5.12 Uniform --model and --effort flags

scripts/hunt --model VENDOR_STRING is passed unchanged to whichever adapter is active. Each adapter resolves it vendor-side: Claude sets ClaudeAgentOptions.model; Codex passes it as codex exec --model. There is no aliasing or validation — --model sonnet is not normalized to claude-sonnet-4-6. The asymmetry in default behavior matters: Claude omitted = SDK default; Codex omitted = gpt-5.5 baked into the adapter (the latest model the ChatGPT-account OAuth path supports).

--effort LEVEL (low | medium | high | xhigh | max) follows the same pattern: same flag, different vendor mapping. Codex receives it as codex exec --config model_reasoning_effort="<level>"; Claude receives it as ClaudeAgentOptions.effort. Higher levels generally produce better adversarial reasoning (formalize Substance work, hunt deep code reading) at the cost of longer per-cycle wall-clock.

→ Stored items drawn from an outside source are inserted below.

PR #60, opened 2024-09-17
Add logging to `publish_bundles` command

RealOrangeOne:

This helps extract more accurate timing information.

`logfmt` is used to help with extracting values.

This PR also ensures that if a single bundle fails, future bundles may still be published (or at least attempted)


zerolab (approved):
LGTM

PR #65, opened 2024-10-02
Fix: Image list crashing with ValueError

ababic:
Resolves: https://torchbox.sentry.io/issues/5939713253/events/616114a170b54ec0a36c00f41330b527/?project=4507498919755776

Moves datetime comparison logic to a separate `acls_are_up_to_date()` method, so that None values can be accounted for.

The problem stems from the fact that new fields were added to the model, so existing images exist with `None` values for some of the automatically-managed datetimes. This was missed in local development, because it was carried out in a newly-built environment without any existing objects.


RealOrangeOne (approved):

zerolab (approved):
Makes sense to me

PR #70, opened 2024-10-03
Hard-coded header and navigation

helenb:

Hard-coded header for the November prototype.
Duplicates the header macro from the design system and replaces `serviceLinks` with `navLinks`
Hard-codes the configuration for the navLinks in `base.html`

### How to review
- Check out the `feature/november-prototype-header` branch
- Open any page in a local build, and check that the header displays as per the designs at desktop and mobile
- Ensure that there is only one link in the header navigation - for now, this has a dummy value. We need to hard-code a link to a bulletin page at some point.


.design-system-version
```diff
@@ -1 +1 @@
-70.0.8
+70.0.17
```
helenb: This update is now in `main`

ons_alpha/jinja2/templates/base.html
```diff
@@ -67,6 +278,32 @@
     {% endif %}
 {% endblock %}
 
+{% block header %}
+    {{
+    onsHeaderNew({
+    "wide": pageConfig.wide,
+    "fullWidth": pageConfig.fullWidth,
```
ababic, line 285: Indentation on this section looks a little unclear

.design-system-version
ababic: @helenb This change has also been merged into the `november-prototype` branch - so, a rebase should make this redundant.

ababic (changes requested):
@helenb Just a couple of minor considerations from my perspective. Otherwise looking great!

ons_alpha/jinja2/templates/base.html
helenb: I think this was the linter's doing unfortunately, but I'll check again.

helenb: Nah I can't get it to let me indent it nicely. sorry.

helenb:
@ababic I couldn't get the linter to behave with the indenting - are you happy to approve anyway?

ababic (approved):
LGTM!

PR #818, opened 2021-03-24
Update determine_time_zone according to GNU manual

### LINKED ISSUE #817: TZ environment variable that begins with colon is not properly read
`exa --version`
> exa v0.9.0

`echo $TZ`
> :America/New_York

`exa -l`
> Unable to determine time zone: No such file or directory (os error 2)

See here for details

https://www.gnu.org/software/libc/manual/html_node/TZ-Variable.html
> The third format looks like this:
> :characters
> If characters begins with a slash, it is an absolute file name; otherwise the library looks for the file /usr/share/zoneinfo/characters.

https://wiki.archlinux.org/index.php/Environment_variables#Examples
> TZ can be used to to set a time zone different to the system zone for a user. The zones listed in /usr/share/zoneinfo/ can be used as reference, for example TZ=":/usr/share/zoneinfo/Pacific/Fiji". When pointing the TZ variable to a zoneinfo file, it should start with a colon per the GNU manual.

PatriotRossii:
Fixes #817 

GNU manual: https://www.gnu.org/software/libc/manual/html_node/TZ-Variable.html

> The third format looks like this:

> :characters
If characters begins with a slash, it is an absolute file name; otherwise the library looks for the file /usr/share/zoneinfo/characters.

### DIFF
--- a/src/output/table.rs
+++ b/src/output/table.rs
@@ -292,9 +292,21 @@ impl Environment {
 
 fn determine_time_zone() -> TZResult<TimeZone> {
     if let Ok(file) = env::var("TZ") {
-        TimeZone::from_file(format!("/usr/share/zoneinfo/{}", file))
-    }
-    else {
+        TimeZone::from_file({
+            if file.starts_with("/") {
+                file
+            } else {
+                format!("/usr/share/zoneinfo/{}", {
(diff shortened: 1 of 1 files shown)


ogham:
Excellent, thanks for this!

Issue #32, opened 2015-02-23
exa is not available on Windows


sirxyzzy:
You mentioned you don't have a Windows machine, I do, I tried to compile exa (without git, for now) and it looks as if a couple of types are not in std. or maybe they are, but the error message is hard to understand...

C:\Users\andy.cargo\registry\src\github.com-1ecc6299db9ec823\users-0.2.3\src\lib.rs:117:27: 117:32 error: unresolved import `libc::uid_t`. There is no `uid_t` in `libc`
C:\Users\andy.cargo\registry\src\github.com-1ecc6299db9ec823\users-0.2.3\src\lib.rs:117 use libc::{c_char, c_int, uid_t, gid_t, time_t};
                                                                                                                   ^~~~~
C:\Users\andy.cargo\registry\src\github.com-1ecc6299db9ec823\users-0.2.3\src\lib.rs:117:34: 117:39 error: unresolved import `libc::gid_t`. There is no `gid_t` in `libc`
C:\Users\andy.cargo\registry\src\github.com-1ecc6299db9ec823\users-0.2.3\src\lib.rs:117 use libc::{c_char, c_int, uid_t, gid_t, time_t};

---

Moderator edit: Windows support is being worked on in https://github.com/ogham/exa/pull/820

ogham:
There are currently three problems preventing Windows support:

- The [users](https://github.com/ogham/rust-users) crate uses the `uid_t` and `gid_t` types from libc, which are guaranteed to exist in Unix environments, but will not exist under Windows, which does users and groups differently. This is the error you're getting. I'm not sure how to adapt the users crate for Windows, but there would have to be equivalent functions of "find user information from ID" and "find list of users in a group" functions.
- The [locale](https://github.com/ogham/rust-locale) crate looks for Unix-style month and day names in the Unix path. This would also have to use the Windows API.
- The formatting codes in [ansi-term](https://github.com/ogham/rust-ansi-term) are designed for ANSI-style terminals, rather than Windows terminals. (This won't stop it from compiling, but the output would make it unusable)

I'm not familiar enough with Windows to know if the API offers the functionality. I mean, it probably does, but I'm not sure how to find it.

andyphilpotts:
Thanks for the pointers, this is most helpful


[...]

PR #820, opened 2021-03-26
Initial support for Windows

skyline75489:
Supports #32


skyline75489:
This PR is based on previous work by @zkat (see https://github.com/ogham/exa/issues/32#issuecomment-623042107). All the tests is green. This is what it looks like now:


exa-windows

There are still things that need to be fixed, of course. For example `git` does not seem to work. If the author want this, I'd like to continue improving the support for Windows.

skyline75489:
Hi @ariasuni  can I get a little help with the CI build? I've test it myself. It works on both Windows & Linux.

ariasuni:
I suppose the compilation error is due to the fact the CI uses Rust 1.42.0. Are you able to locally build exa with this version of Rust? If that’s the problem, you can just write two different `size` functions with the cfg attributes, or 

---

I suppose that afterwards I should set:

```
os:
  - linux
  - windows
```

in `.travis.yml` on master branch?

skyline75489:
Hi @ariasuni Thanks for the feedback! I've fixed the build. 

I'm like a true newbie of rust. Please double check to make sure I'm not doing anything stupid 😄

skyline75489:
As for the CI build, it would be nice to have a Windows job. Also I'm honestly OK with not having at the moment, since the Windows support is still very initial. Passing the tests does not really mean the experience on Windows is good enough.

djdv:
Just a heads up, the `--git` parameter works for conventional paths 🎉, but doesn't seem to work when the path is a UNC path (such as a network share).
I'm not familiar enough with `exa` (or Rust) to know where the path from `reorient` is being used, but it may be such that the prefix `\\?\...` has to be preserved in these cases, but stripped when the path is something like `\\?\X:\...`.
But that's just a guess.

Here is a side-by-side:
exa git

For context, `pwd.exe` is GNU's pwd and `pwd` is Powershell's own builtin.
(I should also say that for me personally this isn't a big deal, but I noticed the patch and wanted to check that case. Figured this would be good to know)

skyline75489:
thanks @djdv for the heads up. I do understand that the code currently won’t work with UNC paths and I plan to add support for UNC paths in the future. Right now I just want to build the basics things on Windows and start from there.

ogham:
This is really cool! Although the `--long` output looks really, really different from what I expect exa to look like :)

On that note, I think it's worth changing the name of the left-most column. I only named it "Permissions" because I knew its Unix output was going to be ten or more characters wide. Now it's just one, it looks strange to me with that long header name with all the space there — none of the other columns change their width so drastically when the header is added. Of course, that affects things like the `--no-permissions` argument, and the help text, so it's not quite as simple as changing it in one place.

I'm willing to add UNC path support later because supporting Windows is already such a big jump.

ogham:
About the use of Rust 1.42: the MSRV is specified in the README and the Travis check is just there to check it doesn't go out-of-date, but I'm not tied to that particular version. If you need a feature from a later one then I'd be happy to bump it.

skyline75489:
@ogham thanks so much for this amazing software. I’m finally able to have a unified ls experience across different systems and I am glad to help the community, even though i’m a rust newbie 😃

sergeevabc:
Err… Would you mind attaching a final Windows binary here or somewhere nearby, please?

skyline75489:
@ogham I have some thoughts about the permission as well. I would love to make it the same as `Mode` in PowerShell (see [link](https://docs.microsoft.com/en-us/powershell/module/microsoft.powershell.management/get-childitem?view=powershell-7.1#examples). I assume this needs win32 APIs.

The timezone detection logic is also a missing piece. I haven't done the investigation but I assume we'll also need Win32 API for that.

skyline75489:
@sergeevabc I think in the future we can put a binary in the release page once the Windows support is merged and the next release is available. At the moment the Windows support is still initial. If you really want to try it, feel free to checkout my branch and compile it.

skyline75489:
OK I managed to implement "permission" to mimic the "mode" in PowerShell. Here's how it looks:

image

PowerShell gci result for reference:

image

ogham:
> on Windows the hidden attribute is not determined by the name (having dot prefix or not)

I think this comes down to which type of hidden file a user will come into contact with the most.

For example, macOS has the same feature — a literal "hidden file" attribute — that means non-dotfiles can still be hidden in the file explorer. However, the vast, _vast_ majority of hidden files will still be dotfiles, such as `.git`, `~/.local`, `~/.config`, and all the stuff that clutters your home directories. The convention seems to be:

- The file explorer hides both "hidden files" and dotfiles.
- `ls` without `-a` shows "hidden files", but still hides dotfiles.
- `ls -a` shows both "hidden files" and dotfiles.

So the question is, how common is it to encounter "hidden files" in Windows? If it's not very common, exa should show them by default. But if there are several popular applications that set the "hidden file" flag and expect to have it respected, then exa should hide them, and have `-a` show both "hidden files" and dotfiles.

I've used Windows before, but because I end up installing a load of Unix utilities that still use the dotfile convention, I have no idea how common it is for files to set the "hidden file" flag.

> the time zone detection logic needs to be implemented on Windows

exa uses the datetime library for this, which I also maintain. Unfortunately it's pretty Unix-centric (it assumes `/etc/localtime` will contain a link to a list of time zone offset tables). It could also do with some improvement — I won't blame you if you find the code hard to read or modify.

The two functions exa needs from Windows are:

1. Some way to get the current time zone (as some structure).
2. Some way to convert a FILETIME (such as its modified time) into a zoned time, using the structure from function 1.

Do you know if Windows has these exact functions, or will exa have to do something slightly differently?

Systemcluster:
>So the question is, how common is it to encounter "hidden files" in Windows

There are several files with the hidden flag created by default in the user profile directory,  e.g. the `AppData` directory or the `NTUSER.dat` file. `C:/ProgramData` is hidden as well and there are a number of programs that create other hidden directories under `C:/`. In `C:/Windows` there are also a bunch of hidden files.

All in all it's probably less common than under linux, but definitely existing.

ogham:
If it's that uncommon then I think the best thing to do is to mimic the behaviour of `ls` on macOS, hiding dotfiles but displaying "hidden files". And if this has unexpected side-effects there's still room to change it before v1.0.

ogham:
@Systemcluster you think that's the wrong way to do it?

I was thinking about the behaviour of tools like Git, which are used on Windows even if they aren't originally native to that environment, so they still create dotfiles and dot-folders.

skyline75489:
As @Systemcluster pointed out, it's not *very* common if you're only navigating your own files. But if you're working with Windows folders, the exa result might be a bit noisy comparing to `gci` and `Windows Explorer`. That's why I think this is something needs to be fixed. However, I don't really want to do it in this PR since it needs to modify the code in `main.rs` & possible various other places. I'd like to keep this PR as minimal as possible. 

For the time zone, there's the API [GetTimeZoneInformation](https://docs.microsoft.com/en-us/windows/win32/api/timezoneapi/nf-timezoneapi-gettimezoneinformation) which should gives us what we want. Again, this would require win32 API crates and I don't want to make this PR bloated.

So generally I think this PR is ready now. I'm happy to open issues to track future works we mentioned in this thread.

src/output/render/permissions.rs
```diff
@@ -76,6 +88,33 @@ impl f::Permissions {
...
+impl f::Attributes {
+    pub fn render<C: Colours+FiletypeColours>(&self, colours: &C) -> Vec<ANSIString<'static>> {
+        let bit = |bit, chr: &'static str, style: Style| {
+            if bit { style.paint(chr) }
+              else { colours.dash().paint("-") }
+        };
+
+        vec![
+            bit(self.archive,   "a", colours.normal()),
+            bit(self.readonly,  "r", colours.user_read()),
```
skyline75489, line 100: I didn't create other color for `readonly`, `hidden` & `system`. It looks fine now. And I don't think people would actually complain the naming of the color, since only a handful people would actually read the code 😄  If someone does fancy dedicated colors on Windows, we can add them in the future.

src/fs/file.rs
```diff
@@ -354,6 +379,11 @@ impl<'dir> File<'dir> {
         }
     }
 
+    #[cfg(windows)]
+    pub fn changed_time(&self) -> Option<SystemTime> {
+        return self.modified_time()
```
skyline75489, line 384: I don't quite understand the difference between `changed_time` & `modified_time`. Nor do I know if `changed_time` exists on Windows. So I just did this.

src/fs/file.rs
```diff
@@ -420,6 +465,21 @@ impl<'dir> File<'dir> {
         }
     }
 
+    #[cfg(windows)]
+    pub fn attributes(&self) -> f::Attributes {
+        let bits = self.metadata.file_attributes();
+        let has_bit = |bit| bits & bit == bit;
+
+        f::Attributes {
```
skyline75489, line 473: The constants are grabbed from MSDN doc [here](https://docs.microsoft.com/en-us/windows/win32/fileio/file-attribute-constants).

src/output/render/permissions.rs
```diff
@@ -76,6 +88,33 @@ impl f::Permissions {
...
+            bit(self.hidden,    "h", colours.special_user_file()),
+            bit(self.system,    "s", colours.special_other()),
+        ]
+    }
+
+    pub fn render_type<C: Colours+FiletypeColours>(&self, colours: &C) -> ANSIString<'static> {
```
skyline75489, line 106: This is to mimic the behaviour of PowerShell.

KnapSac:
I'd like to help out with the Windows support, so some tracking issues would be nice.

floh96:
> As @Systemcluster pointed out, it's not _very_ common if you're only navigating your own files. But if you're working with Windows folders, the exa result might be a bit noisy comparing to `gci` and `Windows Explorer`. That's why I think this is something needs to be fixed. However, I don't really want to do it in this PR since it needs to modify the code in `main.rs` & possible various other places. I'd like to keep this PR as minimal as possible.
> 
> For the time zone, there's the API [GetTimeZoneInformation](https://docs.microsoft.com/en-us/windows/win32/api/timezoneapi/nf-timezoneapi-gettimezoneinformation) which should gives us what we want. Again, this would require win32 API crates and I don't want to make this PR bloated.
> 
> So generally I think this PR is ready now. I'm happy to open issues to track future works we mentioned in this thread.

@skyline75489 there is also a rust library for the win32 api now. See https://github.com/microsoft/windows-rs maybe it's possible to use it?

skyline75489:
@floh96 Yes that is one option to do this. I'm aware of the library provided by Microsoft. And I think it's a good choice. However calling the API isn't really enough. Will need to investigate more to find out how to make it work with exa code.

src/output/render/permissions.rs
ogham: Yeah, I think re-using existing colours for this is fine!

src/fs/file.rs
ogham: Ah, it's the time the file attributes change rather than the file's data. I don't think it does exist on Windows.

rivy:
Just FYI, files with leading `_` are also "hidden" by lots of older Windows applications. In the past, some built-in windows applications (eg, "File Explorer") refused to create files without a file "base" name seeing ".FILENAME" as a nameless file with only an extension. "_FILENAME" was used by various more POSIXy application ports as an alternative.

Pair with a correspondingly higher --cycle-budget (e.g. --effort xhigh --cycle-budget 1200) so deep cycles don't get cut off mid-tool-use.

5.13 Snapshot mode for parallel runs

scripts/hunt --snapshot creates a git worktree of the target's state/ pinned at the current HEAD, then mounts that worktree (not the live state) into the container. A hunt run with --snapshot and a formalize run on the same target's live state can execute in parallel without conflicting on /repo/state: formalize keeps writing to <target>/state/ (HEAD advances), hunt sees a frozen snapshot.

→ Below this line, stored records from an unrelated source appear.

PR #822, opened 2021-03-27
Fix a rounding error in human readable filesizes

### LINKED ISSUE #812: Incorrect FIle size with `exa -l`
version: `exa v0.9.0`

how it can be reproduced:
create a 32G file on disk and run `exa -l` on this file

unexpected result: 
it says the file is with the size of 34 GB instead of 32 GB.

something must be wrong with the size calculation, I presume.

ariasuni:
Fix #812

For example, for a file of 454 908 bytes, exa displayed 454k but now displays 455k.

This was due to the fact that when the size of the file in the appropriate base (k, M, etc.) was superior to 10, exa stopped displaying the first decimal and formatted the number as an int by casting the float, which in practice was the same thing as if it took the floor of the size. Now, exa uses the same code path that does that the round case, except that it tells the library it uses to use 0 decimals in this particular case.

### DIFF
--- a/src/output/render/size.rs
+++ b/src/output/render/size.rs
@@ -41,9 +41,9 @@ impl f::Size {
         };
 
         let symbol = prefix.symbol();
-        let number = if n < 10_f64 { numerics.format_float(n, 1) }
-                              else { numerics.format_int(n as isize) };
-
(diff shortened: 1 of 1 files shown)


ogham:
Very well spotted, thank you.

PR #830, opened 2021-04-06
Use thousand separators again and fix alignement when it’s not ASCII

### LINKED ISSUE #657: Column alignment ruined by certain file sizes in binary mode
example: `exa -b -l`
```
.rw-rw-r--@      30Ki xyz 19 apr 23:02 msvcp140_1.dll
.rw-rw-r--@     200Ki xyz 19 apr 23:02 msvcp140_2.dll
.rw-rw-r--@ 1 002Ki xyz 19 apr 23:02 ucrtbase.dll
.rw-rw-r--@     357Ki xyz 19 apr 23:02 vccorlib140.dll
.rw-rw-r--@      83Ki xyz 19 apr 23:02 vcruntime140.dll
```
Sizes between 1000 and 1023 (with size suffix) have this problem. It seems that it compensates for the wider size, but in the "opposite direction".

Apologies for the windoze-related example. :)

ariasuni:
Fix #657

- If the number has no prefix (Ki, Mi, etc.), use `format_int()` instead of `to_string()` to use thousand separator
- Use `DisplayWidth::from()` on strings instead of assuming ASCII.

I introduced a regression in #822: I used `format_float()` instead of `format_int()` in certain cases, but the first doesn’t include thousand separators in its representation, so it fixed the alignment issue but now the numbers aren’t displayed properly.

So, the initial bug was that when using `-b`, sometimes the size of a file is for example between 1000KiB and 1024KiB, so it’s under 1MiB and it’s the only case where thousands separator were used (since no thousand separator is used with `-B`). Size of numbers was computed by using stdlib `.len()`, but the thousand separator is non ASCII for some languages (e.g., French or Swedish, which both uses U+202F). This problem was present except when the size was between 1000 and 1024 bytes because then it would use another code path with a plain `.to_string()`, which was obviously wrong as well.

Just for fun I found where the comment about how «it’s guaranteed to be ASCII» has been introduced: 4c2bf2f2e6231c14a8aa44cb49c828034c342a69. It seems we can’t assume anything we don’t write ourselves is ASCII after all.

Before (0.9.0, `LC_NUMERIC=sv_SE.UTF-8`):
```
$ exa -lb
.rw-r--r--     1 002 ariasuni  6 Apr 15:41 1000_bytes.txt
.rw-r--r-- 1 014Ki ariasuni  6 Apr 15:39 1000_Ki.txt
```

Before (0.10.0):
```
$ exa -lb
.rw-r--r--   1002 ariasuni  6 Apr 15:41 1000_bytes.txt
.rw-r--r-- 1014Ki ariasuni  6 Apr 15:39 1000_Ki.txt
```

After (`LC_NUMERIC=en_US.UTF-8`):
```
$ exa -lb
.rw-r--r--   1 002 ariasuni  6 Apr 15:41 1000_bytes.txt
.rw-r--r-- 1 014Ki ariasuni  6 Apr 15:39 1000_Ki.txt

```

After (`LC_NUMERIC=sv_SE.UTF-8`):
```
$ exa -lb
.rw-r--r--   1 002 ariasuni  6 Apr 15:41 1000_bytes.txt
.rw-r--r-- 1 014Ki ariasuni  6 Apr 15:39 1000_Ki.txt
```

---

Following this:
- Is it voluntary that sizes displayed when the `-B` flag don’t use a thousand separator?
- I’m wondering if `TextCell` shouldn’t have a method that takes a `contents` vec and compute the `DisplayWidth` by itself, instead of relying on every part of the code that needs something more complex than `TextCell::paint()` to do the right thing.

### DIFF
--- a/src/output/render/size.rs
+++ b/src/output/render/size.rs
@@ -36,20 +36,20 @@ impl f::Size {
         };
 
         let (prefix, n) = match result {
-            NumberPrefix::Standalone(b)   => return TextCell::paint(colours.size(None), b.to_string()),
+            NumberPrefix::Standalone(b)   => return TextCell::paint(colours.size(None), numerics.format_int(b)),
             NumberPrefix::Prefixed(p, n)  => (p, n),
         };
 
         let symbol = prefix.symbol();
-        let decimal_to_diplay = if n < 10_f64 { 1 } else { 0 };
-        let number = numerics.format_float(n, decimal_to_diplay);
+        let number = if n < 10_f64 {
+            numerics.format_float(n, 1)
+        } else {
+            numerics.format_int(n.round() as isize)
+        };
         
-        // The numbers and symbols are guaranteed to be written in ASCII, so
-        // we can skip the display width calculation.
-        let width = DisplayWidth::from(number.len() + symbol.len());
-
         TextCell {
-            width,
+            // symbol is guaranteed to be ASCII since unit prefixes are hardcoded.
+            width: DisplayWidth::from(&*number) + symbol.len(),
             contents: vec![
                 colours.size(Some(prefix)).paint(number),
                 colours.unit(Some(prefix)).paint(symbol),


ogham:
Thanks for this, as always, as well as the detailed explanation. I really appreciate it.

It seems like there are some test cases missing here. There are tests for `--bytes` and `--binary` flags, and there are tests for locales, but the locale tests don't check file sizes (they check dates), and I can't find any tests for sizes with both separators and symbols, which is why it could slip through and make it into a release.

> Is it voluntary that sizes displayed when the -B flag don’t use a thousand separator?

I don't think so. It certainly _feels_ like an oversight.

> I’m wondering if TextCell shouldn’t have a method that takes a contents vec and compute the DisplayWidth by itself, instead of relying on every part of the code that needs something more complex than TextCell::paint() to do the right thing.

From what I remember, the original intent was to allow for optimisations where we know the length in advance, without having to calculate it by UTF-8-parsing the string. However, I get that it's a _tiny_ optimisation. I doubt runtime would be affected at all with a method like that.

PR #836, opened 2021-04-09
Fix `EXA_GRID_ROWS` not working in some cases 

### LINKED ISSUE #835: `EXA_GRID_ROWS` does not work
The `EXA_GRID_ROWS` environment variable no longer works at all in v0.10.0. It worked in v0.9.0.

Bisection returned the commit 0f414cf0b9b75e948424ae153a50f6f2b489a63c.

To reproduce:
1. Create a directory with 2 files in it
2. `export EXA_GRID_ROWS=8`
3. `exa -Gl`
    → The files are displayed in a grid with 1 row

exa version: built from master (2aaead1)
OS: Pop!_OS 20.10

ariasuni:
Fix #835

In #790, I introduced an [early return](https://github.com/ogham/exa/pull/790/files#diff-4b2bc2ee82b980f63ad43373e8899a9527b74ab163a5317e2b00d975fd16061aR178) that short-circuits [the `EXA_GRID_ROWS` logic](https://github.com/ogham/exa/pull/790/files#diff-4b2bc2ee82b980f63ad43373e8899a9527b74ab163a5317e2b00d975fd16061aR186), so in some cases (namely, when the grid can fit in one row), `EXA_GRID_ROWS` is ignored.

This PR fixes that and introduces xtests to avoid future regressions. I also changed a comment to make it clear where’s the logic to handle `EXA_GRID_ROWS`.

I’m still not sure if the header line should be counted as an output row; right now, there’s no specific logic for when the option is used, so it’s counted as such.


ogham:
Excellent, thank you, both for the fix and for the detailed description. I totally thought there were xtests for `EXA_GRID_ROWS` already — I was surprised to find there wasn't.

> I’m still not sure if the header line should be counted as an output row; right now, there’s no specific logic for when the option is used, so it’s counted as such.

I think we should keep it as it is, counting the header line as a row, because the option is based on how much space gets taken up on the screen, and the header row takes up space like any other.

PR #837, opened 2021-04-09
Fix month name not following locale when date is in current year

### LINKED ISSUE #833: Time formating for the months does not follow the locale
### The version of exa being used
`v0.10.0`

### The command-line arguments you are using
```
LC_TIME=fr_FR.UTF-8 exa -l /
```

### The issue
exa-report

Since v0.10.0, in the long format, with the time-style set to default, exa only respects the locale for timestamps from previous years.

The worktree lives at <target>/.snapshots/<run-id>/. On run exit, if the worktree's HEAD differs from the snapshot ref (the agent committed something), the worktree is preserved and the operator gets a git merge <commit> instruction; otherwise it's removed silently.

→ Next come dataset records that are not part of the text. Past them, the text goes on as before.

PR #841, opened 2021-04-09
Fix --git deducing ignored state in unintuitive way

### LINKED ISSUE #840: Don’t show a directory as ignored by git because something is ignored in it
Right now, when using `--git`, if a directory has an ignored file somewhere under it, it shows `-I` in the git column.

While it’s useful to know something had been added or modified in a directory, it’s much more confusing to see a directory marked as ignored while it’s not, only because something is ignored under it. We could think of it as the fact that, from a user perspective, adding a file “modifies” its parent directories, but ignoring a directory works the other way around and ignores everything under it.

So, I believe exa should only display the ignored state of a directory itself if it is itself ignored, or if a parent directory is ignored.

(The idea for this bug report comes from #578)

ariasuni:
Fix #840 

It makes sense to consider that a directory has the aggregated status of all the files under it.

The exception is that for the ignored status, it’s more useful and intuitive to consider that it applies to everything under it.

- A directory containing an ignored file is no longer considered ignored
- A file inside an ignored directory is now considered ignored

### DIFF
--- a/src/fs/feature/git.rs
+++ b/src/fs/feature/git.rs
@@ -252,15 +252,21 @@ impl Git {
             .unwrap_or_default()
     }
 
-    /// Get the combined status for all the files whose paths begin with the
-    /// path that gets passed in. This is used for getting the status of
-    /// directories, which don’t really have an ‘official’ status.
+    /// Get the combined, user-facing status of a file or directory.
+    /// Statuses are aggregating (for example, a directory is considered
+    /// modified if any file under it has the status modified), except
+    /// for ignored which applies to files under (for example, a file is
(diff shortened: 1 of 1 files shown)


ogham:
You are on a roll!

This makes sense to me, too — I've also been confused about whether it's a directory or a file that is being ignored. However, I didn't want to dive back into the ignore code because I assumed it would be tricky to fix. Looks like you found a nice and simple way to do it though.

ariasuni:
Ah damn you’re too fast! I didn’t finished the PR — it was wrong and it lacks test. :sob:

ogham:
Haha, whoops!

Just submit another one when it's ready, no problem.

PR #842, opened 2021-04-09
Fix deducing git ignored state for files too, not only directories

### LINKED ISSUE #656: [Enhancement] Make the `I` indicator in the git column only apply to the gitignore matches
Imagine you have a git repo with the following structure

```
foo
|
\- bar
|  |
|  \- baz
|     |
|     \- project.iml
|
\- baz
```
and a gitignore that just contains `*.iml`.

At the moment, `exa -al --git` in the `foo/bar/baz` directory will produce the following output
```
<perms> <size> <username> <date modified>  -I  project.iml
```
which is expected. However, `exa -al --git` also produces the `-I` for the `bar` folder when run in the `foo` directory, and the `baz` directory when run in the `foo/bar` directory.

I would have expected this feature to only apply to direct matches. If the intent was to indicate that a directory contains an ignored file, that's understandable. However, it makes the meaning of `-I` ambiguous

ariasuni:
Fix #656 (I knew I had the idea for this PR from somewhere!!).

Follow-up of #841.

- The aggregation logic was only implemented for directories, since it doesn’t make sense for files. However, when I added the logic that a directory is considered ignored if a parent directory is, I forgot to implement it for files too.
- Added tests to check that a non-ignored parent directory of an ignored content isn’t flagged as ignored, and that the content of an ignored directory is flagged as ignored too.

This should be good this time!! Next time, I should probably use the draft PR feature when I know I need to add or fix stuff…


ogham:
Thanks again! This is golden.

ariasuni:
Happy to help!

max_turns defaults to None (per the SDK), so the only per-cycle limit is --cycle-budget. This keeps the budget surface to three flags (cycles / cycle-budget / timeout) regardless of effort level.

5.14 Container memory of the agent's HOME

The container is launched with --user $(id -u):$(id -g) and a tmpfs /home/audit (size 128M, owned by that uid). The agent's HOME is ephemeral per run. Codex auth files copied from /auth_src land here and vanish at container exit; the host originals stay RO and unmodified.


6. Findings Schema

artifacts/findings.json:

{
  "findings": [
    {
      "id": "F1",
      "bug_class": "rsa_no_padding | nonce_reuse | ...",
      "severity": "CRITICAL|HIGH|MEDIUM|LOW",
      "location": {"file": "code/...", "lines": [start, end]},
      "summary": "what is wrong and why it matters",
      "approach": "pattern_matching | differential_test | property_test | sage_modeling | lean_stating | exploit_reproduction",
      "repro": "artifacts/repro/<filename>",
      "verification_artifact": "artifacts/lean/<file>.lean | artifacts/sage/<file>.sage",
      "evidence": "what running the repro shows",
      "references": ["optional URLs"]
    }
  ]
}

Always valid JSON. If no substantiated findings, emit {"findings": []} and put observations in notes.md.


7. Constraints — Do Not

  • Add a grader, scoring loop, intensification phase, or benchmark.
  • Add a trace viewer, comparison tool, or finding aggregator (out of scope; the user reads files directly).
  • Generalize "agent backend" beyond the two adapters. A third adapter is fine; an abstract framework is not.
  • Restrict the container's network. The agent's web research is essential to the goal-directed approach.
  • Skip scrub-secrets. Small cost, high downside if missed.
  • Bind-mount HUMANS.md or any sibling of code/. The anonymization story depends on the agent only seeing code/.
  • Run multiple hunts concurrently against the same image (Lean workspace is shared).
  • Add a budget knob without showing where it slots into the three-layer model in §5.11. Five overlapping budget flags is what we just removed.
  • Reintroduce env vars for operator knobs. Credentials stay as env vars (ANTHROPIC_API_KEY, OPENAI_API_KEY) because they belong on no command line; everything else is a flag on scripts/hunt.